==== Record set ====
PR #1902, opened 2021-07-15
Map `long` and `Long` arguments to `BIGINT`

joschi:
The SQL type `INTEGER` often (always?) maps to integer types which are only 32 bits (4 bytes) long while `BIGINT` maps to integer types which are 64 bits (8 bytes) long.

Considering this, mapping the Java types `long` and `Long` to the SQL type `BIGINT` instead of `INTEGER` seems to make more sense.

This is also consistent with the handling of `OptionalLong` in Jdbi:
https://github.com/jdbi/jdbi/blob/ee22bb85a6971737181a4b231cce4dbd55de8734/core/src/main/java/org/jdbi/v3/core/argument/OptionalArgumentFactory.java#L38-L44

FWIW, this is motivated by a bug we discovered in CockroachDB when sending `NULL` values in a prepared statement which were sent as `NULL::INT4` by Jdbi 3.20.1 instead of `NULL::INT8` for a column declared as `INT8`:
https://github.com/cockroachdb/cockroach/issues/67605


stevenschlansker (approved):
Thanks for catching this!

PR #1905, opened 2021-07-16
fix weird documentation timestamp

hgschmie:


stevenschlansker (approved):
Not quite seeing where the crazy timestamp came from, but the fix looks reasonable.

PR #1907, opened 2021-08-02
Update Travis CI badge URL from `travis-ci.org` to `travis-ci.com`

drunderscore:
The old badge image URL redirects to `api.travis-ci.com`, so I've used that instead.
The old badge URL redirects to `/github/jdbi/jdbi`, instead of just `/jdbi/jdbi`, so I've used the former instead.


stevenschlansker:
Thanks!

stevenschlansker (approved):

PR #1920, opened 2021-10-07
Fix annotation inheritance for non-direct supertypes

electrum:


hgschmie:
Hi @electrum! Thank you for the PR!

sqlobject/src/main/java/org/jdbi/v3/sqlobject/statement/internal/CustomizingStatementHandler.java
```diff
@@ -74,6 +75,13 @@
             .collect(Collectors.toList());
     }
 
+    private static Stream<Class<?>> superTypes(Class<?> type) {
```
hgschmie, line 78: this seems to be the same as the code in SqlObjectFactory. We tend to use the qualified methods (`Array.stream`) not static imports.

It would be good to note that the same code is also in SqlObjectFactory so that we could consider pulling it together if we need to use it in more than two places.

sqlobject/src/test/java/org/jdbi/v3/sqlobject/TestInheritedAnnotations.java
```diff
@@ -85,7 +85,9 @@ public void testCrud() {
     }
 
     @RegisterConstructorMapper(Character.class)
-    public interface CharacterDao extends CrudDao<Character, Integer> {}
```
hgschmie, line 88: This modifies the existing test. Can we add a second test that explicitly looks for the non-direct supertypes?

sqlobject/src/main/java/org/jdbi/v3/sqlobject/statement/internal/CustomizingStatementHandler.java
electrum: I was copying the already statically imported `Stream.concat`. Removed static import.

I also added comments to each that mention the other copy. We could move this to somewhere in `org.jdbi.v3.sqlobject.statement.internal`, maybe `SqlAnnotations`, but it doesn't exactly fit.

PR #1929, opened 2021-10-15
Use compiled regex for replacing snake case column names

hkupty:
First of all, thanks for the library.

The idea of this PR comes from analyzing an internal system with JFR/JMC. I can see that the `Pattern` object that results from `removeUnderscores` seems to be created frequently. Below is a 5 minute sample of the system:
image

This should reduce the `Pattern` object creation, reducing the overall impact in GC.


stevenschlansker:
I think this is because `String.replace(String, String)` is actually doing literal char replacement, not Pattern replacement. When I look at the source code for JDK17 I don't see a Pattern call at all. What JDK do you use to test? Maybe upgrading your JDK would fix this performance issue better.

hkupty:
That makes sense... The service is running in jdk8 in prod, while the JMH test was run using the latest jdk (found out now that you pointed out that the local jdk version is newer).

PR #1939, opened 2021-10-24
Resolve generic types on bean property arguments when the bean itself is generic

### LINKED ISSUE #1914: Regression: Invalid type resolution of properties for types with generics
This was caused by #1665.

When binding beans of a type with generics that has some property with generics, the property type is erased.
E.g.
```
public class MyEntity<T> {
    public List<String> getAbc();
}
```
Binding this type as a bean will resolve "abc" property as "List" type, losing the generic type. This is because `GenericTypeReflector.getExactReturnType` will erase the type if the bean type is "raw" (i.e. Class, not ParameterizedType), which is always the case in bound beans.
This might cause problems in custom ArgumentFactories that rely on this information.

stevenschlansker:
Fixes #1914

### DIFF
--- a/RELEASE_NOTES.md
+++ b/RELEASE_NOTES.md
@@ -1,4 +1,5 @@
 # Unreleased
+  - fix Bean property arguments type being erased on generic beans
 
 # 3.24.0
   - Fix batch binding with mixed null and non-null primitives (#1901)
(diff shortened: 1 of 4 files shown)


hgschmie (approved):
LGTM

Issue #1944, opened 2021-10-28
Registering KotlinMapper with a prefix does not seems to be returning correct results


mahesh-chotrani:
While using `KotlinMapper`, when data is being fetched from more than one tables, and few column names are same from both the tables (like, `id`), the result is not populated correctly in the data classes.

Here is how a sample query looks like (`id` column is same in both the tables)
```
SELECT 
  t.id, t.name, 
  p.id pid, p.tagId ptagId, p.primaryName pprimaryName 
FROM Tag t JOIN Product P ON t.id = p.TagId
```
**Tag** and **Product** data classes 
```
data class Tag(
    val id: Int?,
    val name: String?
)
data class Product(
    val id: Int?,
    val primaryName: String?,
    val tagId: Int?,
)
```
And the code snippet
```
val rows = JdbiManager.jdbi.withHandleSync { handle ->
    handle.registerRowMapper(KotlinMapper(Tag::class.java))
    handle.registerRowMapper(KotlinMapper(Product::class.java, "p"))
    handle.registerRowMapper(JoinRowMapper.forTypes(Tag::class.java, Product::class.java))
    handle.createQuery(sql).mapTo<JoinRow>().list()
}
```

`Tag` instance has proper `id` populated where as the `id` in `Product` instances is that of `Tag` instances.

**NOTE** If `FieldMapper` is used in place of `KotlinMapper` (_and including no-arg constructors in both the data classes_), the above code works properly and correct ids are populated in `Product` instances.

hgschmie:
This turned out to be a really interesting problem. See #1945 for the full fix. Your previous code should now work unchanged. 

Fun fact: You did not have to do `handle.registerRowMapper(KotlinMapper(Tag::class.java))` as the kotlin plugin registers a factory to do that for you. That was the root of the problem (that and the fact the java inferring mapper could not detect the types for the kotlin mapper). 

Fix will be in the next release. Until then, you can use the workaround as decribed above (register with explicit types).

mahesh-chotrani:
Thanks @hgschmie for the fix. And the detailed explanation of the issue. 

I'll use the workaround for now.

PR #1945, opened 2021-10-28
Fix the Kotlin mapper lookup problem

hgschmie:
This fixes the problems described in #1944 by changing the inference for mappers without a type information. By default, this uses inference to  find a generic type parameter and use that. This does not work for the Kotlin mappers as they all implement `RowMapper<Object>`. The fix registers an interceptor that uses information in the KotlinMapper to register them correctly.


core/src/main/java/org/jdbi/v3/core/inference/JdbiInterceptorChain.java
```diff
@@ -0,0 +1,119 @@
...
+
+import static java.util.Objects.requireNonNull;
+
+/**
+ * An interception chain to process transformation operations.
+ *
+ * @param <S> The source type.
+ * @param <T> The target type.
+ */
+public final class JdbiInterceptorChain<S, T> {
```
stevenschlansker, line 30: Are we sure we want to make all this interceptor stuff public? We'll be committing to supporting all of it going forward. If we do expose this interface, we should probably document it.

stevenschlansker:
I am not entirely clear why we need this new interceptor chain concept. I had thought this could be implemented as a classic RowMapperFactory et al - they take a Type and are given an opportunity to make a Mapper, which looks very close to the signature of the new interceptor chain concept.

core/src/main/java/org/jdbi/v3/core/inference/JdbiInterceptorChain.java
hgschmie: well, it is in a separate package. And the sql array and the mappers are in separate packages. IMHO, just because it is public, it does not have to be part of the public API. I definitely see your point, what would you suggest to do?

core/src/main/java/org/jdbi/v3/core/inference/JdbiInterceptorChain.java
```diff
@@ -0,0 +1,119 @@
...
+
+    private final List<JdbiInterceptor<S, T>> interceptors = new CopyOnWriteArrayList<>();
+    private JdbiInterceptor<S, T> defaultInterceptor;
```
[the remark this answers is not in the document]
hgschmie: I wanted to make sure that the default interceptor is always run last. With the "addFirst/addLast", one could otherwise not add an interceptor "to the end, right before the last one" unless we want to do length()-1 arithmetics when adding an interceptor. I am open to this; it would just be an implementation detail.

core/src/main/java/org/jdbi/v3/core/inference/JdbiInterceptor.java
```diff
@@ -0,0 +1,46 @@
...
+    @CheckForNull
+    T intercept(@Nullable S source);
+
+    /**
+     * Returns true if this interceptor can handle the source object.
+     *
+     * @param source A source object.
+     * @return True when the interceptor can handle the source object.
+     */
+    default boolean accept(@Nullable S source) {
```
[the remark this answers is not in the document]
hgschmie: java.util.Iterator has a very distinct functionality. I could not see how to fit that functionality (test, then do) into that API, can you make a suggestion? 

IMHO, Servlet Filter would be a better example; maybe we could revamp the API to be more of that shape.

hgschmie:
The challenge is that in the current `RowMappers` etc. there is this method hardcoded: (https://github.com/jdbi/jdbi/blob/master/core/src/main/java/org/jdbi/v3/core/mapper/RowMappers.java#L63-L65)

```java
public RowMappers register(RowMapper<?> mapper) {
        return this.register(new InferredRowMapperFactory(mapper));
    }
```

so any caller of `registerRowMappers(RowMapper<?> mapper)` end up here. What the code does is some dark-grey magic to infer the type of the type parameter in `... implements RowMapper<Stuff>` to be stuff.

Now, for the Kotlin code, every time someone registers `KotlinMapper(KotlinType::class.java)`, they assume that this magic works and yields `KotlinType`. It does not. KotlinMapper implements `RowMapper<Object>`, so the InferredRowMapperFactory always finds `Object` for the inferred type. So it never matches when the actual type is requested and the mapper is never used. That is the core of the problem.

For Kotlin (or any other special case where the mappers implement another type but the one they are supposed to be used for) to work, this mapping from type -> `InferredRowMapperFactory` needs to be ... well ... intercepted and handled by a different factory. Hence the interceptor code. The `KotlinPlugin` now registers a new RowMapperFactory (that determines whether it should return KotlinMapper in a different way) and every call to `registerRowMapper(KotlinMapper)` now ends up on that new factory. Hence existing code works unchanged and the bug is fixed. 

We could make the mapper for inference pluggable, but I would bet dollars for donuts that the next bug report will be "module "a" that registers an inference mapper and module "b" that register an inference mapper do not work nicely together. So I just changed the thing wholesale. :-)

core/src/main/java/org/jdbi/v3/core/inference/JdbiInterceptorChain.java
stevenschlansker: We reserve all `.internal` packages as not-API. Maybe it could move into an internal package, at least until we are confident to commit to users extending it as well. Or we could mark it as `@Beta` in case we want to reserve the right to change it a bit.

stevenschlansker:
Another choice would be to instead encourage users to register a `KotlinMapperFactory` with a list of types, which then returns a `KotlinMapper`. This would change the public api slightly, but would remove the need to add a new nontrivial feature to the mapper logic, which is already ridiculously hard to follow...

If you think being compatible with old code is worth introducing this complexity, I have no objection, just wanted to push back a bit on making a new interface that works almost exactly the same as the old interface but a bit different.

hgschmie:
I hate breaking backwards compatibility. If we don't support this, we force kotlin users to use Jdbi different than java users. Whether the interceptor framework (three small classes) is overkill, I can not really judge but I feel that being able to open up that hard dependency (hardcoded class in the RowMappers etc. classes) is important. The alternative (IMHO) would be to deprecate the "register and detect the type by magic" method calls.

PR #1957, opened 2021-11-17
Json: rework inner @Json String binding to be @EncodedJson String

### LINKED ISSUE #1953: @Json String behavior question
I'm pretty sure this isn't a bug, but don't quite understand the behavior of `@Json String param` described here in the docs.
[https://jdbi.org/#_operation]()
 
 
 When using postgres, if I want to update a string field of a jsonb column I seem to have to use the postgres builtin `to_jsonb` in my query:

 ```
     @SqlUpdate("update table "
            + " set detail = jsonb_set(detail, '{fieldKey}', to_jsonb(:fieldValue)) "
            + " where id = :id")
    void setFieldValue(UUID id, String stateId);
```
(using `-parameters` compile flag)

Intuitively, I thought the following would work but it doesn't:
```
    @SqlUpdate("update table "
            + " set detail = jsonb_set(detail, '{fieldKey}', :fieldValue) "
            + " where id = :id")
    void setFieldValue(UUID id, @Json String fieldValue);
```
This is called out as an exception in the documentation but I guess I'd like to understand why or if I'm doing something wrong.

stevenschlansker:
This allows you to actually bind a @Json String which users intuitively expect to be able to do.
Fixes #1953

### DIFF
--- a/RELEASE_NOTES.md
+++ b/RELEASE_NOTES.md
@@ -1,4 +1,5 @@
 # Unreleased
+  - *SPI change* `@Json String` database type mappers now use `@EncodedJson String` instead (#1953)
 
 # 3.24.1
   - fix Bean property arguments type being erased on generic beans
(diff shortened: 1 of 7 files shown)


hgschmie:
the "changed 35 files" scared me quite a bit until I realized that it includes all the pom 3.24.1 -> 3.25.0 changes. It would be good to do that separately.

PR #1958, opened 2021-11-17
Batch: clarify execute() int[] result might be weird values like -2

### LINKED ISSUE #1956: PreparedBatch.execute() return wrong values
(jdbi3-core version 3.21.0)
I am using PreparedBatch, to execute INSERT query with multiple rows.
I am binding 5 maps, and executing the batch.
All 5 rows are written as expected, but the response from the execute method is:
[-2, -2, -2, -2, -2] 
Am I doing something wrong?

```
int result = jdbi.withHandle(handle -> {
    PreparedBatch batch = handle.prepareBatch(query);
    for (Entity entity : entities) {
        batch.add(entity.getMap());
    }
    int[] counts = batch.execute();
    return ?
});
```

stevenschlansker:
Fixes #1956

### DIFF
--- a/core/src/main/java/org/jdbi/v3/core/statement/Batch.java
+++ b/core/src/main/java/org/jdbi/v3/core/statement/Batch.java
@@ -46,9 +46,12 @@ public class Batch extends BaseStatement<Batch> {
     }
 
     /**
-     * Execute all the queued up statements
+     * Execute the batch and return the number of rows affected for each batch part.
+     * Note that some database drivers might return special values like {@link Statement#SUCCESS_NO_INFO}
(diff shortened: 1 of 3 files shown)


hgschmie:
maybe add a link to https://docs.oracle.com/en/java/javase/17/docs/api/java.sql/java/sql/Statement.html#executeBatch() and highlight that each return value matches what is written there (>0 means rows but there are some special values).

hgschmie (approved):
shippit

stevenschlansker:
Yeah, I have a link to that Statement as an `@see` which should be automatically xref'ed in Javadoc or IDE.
====
What is required
Going back over the entries above, copy word for word every line from the one that has "fix weird documentation timestamp" on through the one that has "electrum: I was".

Exercise solution
fix weird documentation timestamp

hgschmie:


stevenschlansker (approved):
Not quite seeing where the crazy timestamp came from, but the fix looks reasonable.

PR #1907, opened 2021-08-02
Update Travis CI badge URL from `travis-ci.org` to `travis-ci.com`

drunderscore:
The old badge image URL redirects to `api.travis-ci.com`, so I've used that instead.
The old badge URL redirects to `/github/jdbi/jdbi`, instead of just `/jdbi/jdbi`, so I've used the former instead.


stevenschlansker:
Thanks!

stevenschlansker (approved):

PR #1920, opened 2021-10-07
Fix annotation inheritance for non-direct supertypes

electrum:


hgschmie:
Hi @electrum! Thank you for the PR!

sqlobject/src/main/java/org/jdbi/v3/sqlobject/statement/internal/CustomizingStatementHandler.java
```diff
@@ -74,6 +75,13 @@
             .collect(Collectors.toList());
     }
 
+    private static Stream<Class<?>> superTypes(Class<?> type) {
```
hgschmie, line 78: this seems to be the same as the code in SqlObjectFactory. We tend to use the qualified methods (`Array.stream`) not static imports.

It would be good to note that the same code is also in SqlObjectFactory so that we could consider pulling it together if we need to use it in more than two places.

sqlobject/src/test/java/org/jdbi/v3/sqlobject/TestInheritedAnnotations.java
```diff
@@ -85,7 +85,9 @@ public void testCrud() {
     }
 
     @RegisterConstructorMapper(Character.class)
-    public interface CharacterDao extends CrudDao<Character, Integer> {}
```
hgschmie, line 88: This modifies the existing test. Can we add a second test that explicitly looks for the non-direct supertypes?

sqlobject/src/main/java/org/jdbi/v3/sqlobject/statement/internal/CustomizingStatementHandler.java
electrum: I was copying the already statically imported `Stream.concat`. Removed static import.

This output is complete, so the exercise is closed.